> _RECORDS SUPPLIED_:
PR #296, opened 2021-02-24
Add Racket BF variant that uses syntax objects and `eval`

philnguyen:
This pull request adds a Racket variant for the `bf` benchmark that parses bf syntax directly into Racket syntax, omitting the explicit interpretation loop and dynamic dispatch on bf's instructions.

This is not cheating, because it's a very reasonable and common approach to building interpreters in Racket, and there's no clever tricks such as collapsing instructions.

### DIFF
--- a/brainfuck/bf-syntax.rkt
+++ b/brainfuck/bf-syntax.rkt
@@ -117,7 +117,7 @@
   (define text (read-c (command-line #:args (filename) filename)))
   (define p (printer 0 0 (getenv "QUIET")))
 
-  (notify (format "Racket\t~s" (getpid)))
+  (notify (format "Racket (Syntax Objects)\t~s" (getpid)))
   (time (run (parse text) (tape (vector 0) 0) p))
   (notify "stop")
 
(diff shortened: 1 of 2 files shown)


kostya:
seems ok, because it still interpret every instruction one by one.

brainfuck/bf-syntax.rkt
```diff
@@ -0,0 +1,124 @@
...
+        (right (get-checksum p-right)))
+    (when (not (eq? left right))
+        (error 'verify "~s != ~s" left right))))
+
+(module+ main
+  (verify)
+  (define text (read-c (command-line #:args (filename) filename)))
+  (define p (printer 0 0 (getenv "QUIET")))
+
+  (notify (format "Racket\t~s" (getpid)))
```
nuald, line 120: Could you please change the test name (as the current one would conflict with the existing one), something like "Racket (Syntax Objects)"? I'm not sure how to call it though, I guess you know better.

philnguyen: I changed it to `Racket (Syntax Objects)`. I would normally just call it something like `Racket (Compile)`, but as you can see that easily misleads that it's cheating ^_^

philnguyen: Also, I just realized that this is faster in Racket 8.0. So it would be great if you can update that some time!

nuald: Yes, Racket 8.0 is used in the up-coming maintenance update.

> _GOAL OF THE EXERCISE_:
Among the lines above, find each one containing the string "printer" and copy it.

> _THE ANSWER_:
   (define p (printer 0 0 (getenv "QUIET")))
+  (define p (printer 0 0 (getenv "QUIET")))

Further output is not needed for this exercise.